Work item:
Search term "start": please copy every line of the records below that contains it.

Items from a dataset
§

PR #11861, opened 2026-02-03
prov/cxi: Fix default mon start failure

SeanP-2023:
Properly handle a start failure when a user requests a monitor type that does not exist on the system via env FI_MR_CACHE_MONITOR during cxip_iomm_init


swelch (approved):

swelch:
appveyor failure is unrelated.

§

Answer to the exercise:
prov/cxi: Fix default mon start failure
Properly handle a start failure when a user requests a monitor type that does not exist on the system via env FI_MR_CACHE_MONITOR during cxip_iomm_init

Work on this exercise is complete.